Despite its age, Rise of the Runelords remains one of the most well-regarded campaigns to ever come out of Pathfinder, spanning a rich tapestry of monsters, exotic locations and dungeons, motivated villains, and a classic tale of a reemerging evil presence. With a plethora of well-constructed dungeons and solid multi-chapter organization, Rise of the Runelords Anniversary Edition is particularly well suited to Roll20, making it an excellent adventure for Pathfinder veterans and newcomers alike.
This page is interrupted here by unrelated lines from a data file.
Issue #474, opened 2023-01-24
Uninformative error in GapEncoder when n_samples < n_components


LeoGrin:
When calling `GapEncoder` fit method with n_samples < n_components, we get the error `ValueError: n_samples=5 should be >= n_clusters=30.` raised by sklearn's kmean, which is hard to understand and fix.

dirty_cat version:
0.4.0b1

Expected behavior:
Informative error explaining what to change.

Observed behavior:
Uninformative error mentioning parameters not accessible to the user.

Steps and code to reproduce the bug:

```python
import numpy as np
from dirty_cat import SuperVectorizer
X = np.array([["officer", "manager", "lawyer", "chef", "teacher"]]).reshape(-1, 1)
sup_vec = SuperVectorizer(
        cardinality_threshold=4,
    )
sup_vec.fit_transform(X)
```

Sohaib90:
Can I look into this?

PR #475, opened 2023-01-24
More informative error when n_samples < n_components in GapEncoder

LeoGrin:
Solves #474

Previously, an error was raised from Kmeans, and talked about `n_clusters` instead of `n_components`.


LeoGrin:
I think this deserves a "No changelog needed", because it's a very small change.

jovan-stojanovic (approved):
Thanks!

PR #483, opened 2023-01-31
DOC: css for narrow screens

GaelVaroquaux:
Better layout on mobile phones

Should avoid the dangling list on the left, and the dangling "example" on the bottom right
image


GaelVaroquaux:
Hum, improvement, but imperfect, I need to work more on this.

GaelVaroquaux:
Ok, this should be ready to merge

jovan-stojanovic (approved):
Looks great, thanks!

PR #486, opened 2023-02-09
Add dynamic type checking

LilianBoulard:
Supersedes #443.

This implementation of a type checker is different than the one proposed in #443: instead of implementing an independent type system, it uses PEP 434 annotations to check for the types at execution time.

It still requires a little bit of work:
- [X] Fixed: Inspection is not possible with the main decorator (`validate_types`). It's temporarily addressed by the other decorator `validate_types_with_inspect`.
  - It in-turns causes issues with the class method `_get_param_names`, which uses inspect.
- [ ] The main decorator is currently almost 200 lines long, so dissecting it into smaller functions and/or into a more suitable data structure would be a good readability improvement.
- [ ] I still need to write a few tests.
- [ ] Add a constraint engine


LilianBoulard:
As discussed with the team, this feature is a little too constraining for users and complicated to extend and maintain (especially considering duck-typing), so we will stick to old-school checks.
Also, [beartype](https://github.com/beartype/beartype) does it better!

PR #489, opened 2023-02-13
Refactor fetching tests

LilianBoulard:
Following the CI errors of #453 and the conversation with the team, we agree that the tests I wrote about two years ago are too tightly coupled with the implementation.

This PR aims at refactoring these in order to have something more high-level, without caring too much of what's going on in the background.

### DIFF
--- a/dirty_cat/datasets/tests/test_fetching.py
+++ b/dirty_cat/datasets/tests/test_fetching.py
@@ -11,6 +11,17 @@ import pytest
 from dirty_cat.datasets import _fetching
 
 
+def fetch_employee_salaries(**kwargs):
+    """
+    Wrapper for `fetching.fetch_employee_salaries`, that sets the
+    optional parameters to False, so that the dataframe loaded in memory
+    and the dataframe on disk (which we will read) correspond.
+    """
+    return _fetching.fetch_employee_salaries(
+        drop_irrelevant=False, drop_linked=False, **kwargs
+    )
+
+
 @pytest.mark.parametrize(
     ("fetching_function",),
     [
@@ -20,7 +31,7 @@ from dirty_cat.datasets import _fetching
         (_fetching.fetch_open_payments,),
         (_fetching.fetch_traffic_violations,),
         (_fetching.fetch_drug_directory,),
-        (_fetching.fetch_employee_salaries,),
+        (fetch_employee_salaries,),
     ],
 )
 def test_openml_fetching(fetching_function: Callable):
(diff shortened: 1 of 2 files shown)


dirty_cat/datasets/tests/test_fetching.py
```diff
@@ -1,400 +1,108 @@
...
+            assert dataset.y.shape > (5,)
+            assert dataset.X.shape[0] == dataset.y.shape[0]
+
+            # Less important checks, but might help finding errors
+            assert dataset.name == (
+                fetching_function.__name__[len("fetch_") :]
+                .replace("_", " ")
+                .capitalize()
+            )
+            assert "openml.org" in dataset.source
```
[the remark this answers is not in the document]
LilianBoulard: :eyes:

dirty_cat/datasets/tests/test_fetching.py
```diff
@@ -1,400 +1,120 @@
...
-
-        assert returned_info["path"].is_file()
-
-        dataset = pd.read_csv(
-            returned_info["path"], sep=",", quotechar="'", escapechar="\\"
+        else:
+            assert isinstance(dataset_wo_load, _fetching.DatasetInfoOnly)
+
+        # FIXME: An more elegant way of testing whether the dataset is loaded
+        #  in memory would be to monitor it and expect it to stay quite low.
```
GaelVaroquaux, line 58: Right, but that's hard to do reliably, so I wouldn't consider embarking on this too quickly

GaelVaroquaux (changes requested):
It seems to me that we have lost a lot of the testing logic. The tests are now much more lenient and don't really test the dowloaded data.

This seems to me like a regression.

To me, the goal of this refactor is to enable using path objects. I do not see why this goal implies giving up on testing what is actually returned.

LilianBoulard:
> It seems to me that we have lost a lot of the testing logic.

Yes, and it's on purpose, to de-couple the tests from the implementation - which is not important from the user's perspective: to me, we only care about the resulting data. It also makes the test much simpler to understand and maintain.

> The tests are now much more lenient and don't really test the dowloaded data.

You're right, and they should be improved in this regard before merging.
I'm looking for high-level properties which reflect that the data we got is correct. Checking things like shape and cardinality per column would be a good starting point IMO. It's hard-coded properties, but we don't expect these datasets to change anyway.

dirty_cat/datasets/tests/test_fetching.py
```diff
@@ -409,19 +129,26 @@ def test_fetch_world_bank_indicator():
...
+            returned_info = _fetching.fetch_world_bank_indicator(
+                indicator_id=test_dataset["id"],
+                directory=temp_dir,
+            )
 
-        except URLError:
+        except (ConnectionError, URLError):
             warnings.warn(
                 "No internet connection or the website is down, test aborted."
             )
```
jovan-stojanovic, line 154: We should maybe use pytest.skip as above?

jovan-stojanovic (commented):
Just a small remark, otherwise looks good!

dirty_cat/datasets/tests/test_fetching.py
LilianBoulard: I think it's already the case? I'll remove the warning though!

PR #492, opened 2023-02-15
Set default value to None for similarity in SimilarityEncoder

LilianBoulard:
When instantiating the `SimilarityEncoder`, it raises a warning by default, which is bad behavior.

```
>>> SimilarityEncoder()
UserWarning: The "similarity" argument is deprecated since dirty_cat 0.3, and will be removed in 0.5.The n-gram similarity is the only one currently supported.
```


GaelVaroquaux:
Good job!

PR #493, opened 2023-02-15
Parallelize parametrized tests

LilianBoulard:
Adds [`pytest-xdist`](https://github.com/pytest-dev/pytest-xdist) to the development dependencies to parallelize the tests, thus speeding them up.


LilianBoulard:
With with `-n auto`, we observe an average reduction of 12.25 seconds per test between main and this PR. That amounts to 2m27s saved overall (14m47s -> 12m20s).

LilianBoulard:
Using logical cores took 13m14s, which is slightly worse than auto (on a sample size of 1). Let's stick with the latter for now.

PR #739, opened 2023-09-11
Misc details

jeromedockes:
this PR is to keep track of small details that surprise me as I look around the documentation. I suspect many are misunderstandings on my part so please LMK which changes can be kept and which should be removed!


CONTRIBUTING.rst
```diff
@@ -103,8 +103,7 @@ Let maintainers know whether:
   is needed! To go further, refer to the section
   :ref:`writing-your-first-pull-request`.
 - **You won't write the code**, in which case a
-  developer can start working on it. Note however that maintainers
-  are **volunteers**, and therefore cannot guarantee how much time
+  developer can start working on it. Note however that we cannot guarantee how much time
```
jeromedockes, line 106: I wouldn't hide the fact that the library also has full-time maintainers as it's probably a good thing

skrub/_gap_encoder.py
```diff
@@ -605,6 +605,10 @@ class GapEncoder(TransformerMixin, BaseEstimator):
        with the Kullback-Leibler divergence as loss, and a Gamma prior on `H`.
        We thus optimize `H` and `W` with the multiplicative update method.
 
+    "Gap" stands for "Gamma-Poisson", the families of distributions used in the
```
jeromedockes, line 608: save following an extra link for the mildly curious

skrub/datasets/_fetching.py
```diff
@@ -190,15 +190,6 @@ def _fetch_openml_dataset(
     if not details_gz_path.is_file() or not features_gz_path.is_file():
         # If the details file or the features file don't exist,
         # download the dataset.
-        warnings.warn(
```
jeromedockes, line 193: I believe scikit-learn's openml fetcher makes the download in a temporary directory, then renames it if the checksum is correct to avoid corrupted downloads, so this warning may be superfluous.

there is a similar warning in another function that does not follow the same strategy, I'll open another issue about fixing the fetcher code before removing that second warning

doc/vision.rst
```diff
@@ -52,9 +52,7 @@ From shorter term to longer term:
 - Add a Join-aggregator object, to do feature augmentation on one-to-many
   correspondances
```
glemaitre, line 53:
```suggestion
  correspondences
```

doc/vision.rst
```diff
@@ -52,9 +52,7 @@ From shorter term to longer term:
...
 
-- fuzzy joining on datetime values
-
-- Support polars?
+- Support polars
 
 - Support time series (eg in the aggregations)
```
glemaitre, line 58: Just below "correspondances" -> "correspondences

examples/01_dirty_categories.py
```diff
@@ -384,9 +384,12 @@
 plt.show()
 
 ###############################################################################
-# We can deduce from this data that the three factors that define the
-# most the salary are: being hired for a long time, being a manager, and
-# having a permanent, full-time job :)
+# We can see that features such the time elapsed since being hired, having a
+# full-time employment, and the position, seem to be the most informative for
+# prediction. However, feature importances must not be over-interpreted -- they
+# capture statistical associations `rather than causal effects <https://en.wikipedia.org/wiki/Correlation_does_not_imply_causation>`_.
```
glemaitre, line 390:
```suggestion
# capture statistical associations `rather than causal effects
# <https://en.wikipedia.org/wiki/Correlation_does_not_imply_causation>`_.
```

examples/01_dirty_categories.py
```diff
@@ -384,9 +384,12 @@
...
+# Moreover, the fast feature importance method used here is less reliable than
```
glemaitre, line 391: Instead of reliable, I would use already mentioned that "it suffers from biases favouring features with larger cardinality".

I would also link to the scikit-learn example:

https://scikit-learn.org/dev/auto_examples/inspection/plot_permutation_importance.html#sphx-glr-auto-examples-inspection-plot-permutation-importance-py

skrub/_gap_encoder.py
```diff
@@ -605,6 +605,10 @@ class GapEncoder(TransformerMixin, BaseEstimator):
...
+    topic model to model the importance of topics in a document (Gamma), and
```
glemaitre, line 609: "in the topic model to model" is a bit weird. Maybe "used in topic modelling to model"

skrub/_joiner.py
```diff
@@ -20,9 +20,9 @@ class Joiner(TransformerMixin, BaseEstimator):
 
     The principle is as follows:
 
-    1. The main table and the key column name are provided at initialisation.
-    2. The auxiliary tables are provided for fitting, and will be joined
-       sequentially when Joiner.transform is called.
+    1. The auxiliary tables and the key column names are provided at initialisation.
+    2. The main table is provided for fitting, and the auxiliary tables will be joined
+       to the main table sequentially when Joiner.transform is called.
```
glemaitre, line 25:
```suggestion
       to the main table sequentially when `Joiner.transform` is called.
```

glemaitre (commented):
Just nitpicking.

glemaitre (approved):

MAJOR SPOILERS – DM’s only!
The following content is included in the $59.99 Rise of the Runelords Anniversary Edition:
- 45 player-ready battle maps:
- 26 5-ft battle maps (w/ Dynamic Lighting for Pro subscribers).
- 8 10-ft player maps with 5-ft subdivisions (w/ Dynamic Lighting for Pro subscribers).
- 1 100-ft player map
- 10 non-scaled, non-gridded maps of towns or regions.
- 1 blank random battle map
- 1 alphabetized token page
- An interactive Sin and Virtue Points tracker.
- Journal organized into six chapters (the original six Adventure Paths), with each chapter divided up into multiple parts.
- 7 appendices for expanded information on regional lore and information as well as random travel encounters.
- 11 pre-generated level 1 character sheets with matching tokens.
- Over 100 generic monster sheets with matching tokens (94 w/ pics).
- 82 Named NPCs with character sheets and tokens (66 w/ pics).
- 90 Background NPCs (info and lore but no sheets, 14 w/ pics).
- Over 200 magic items (54 with pics).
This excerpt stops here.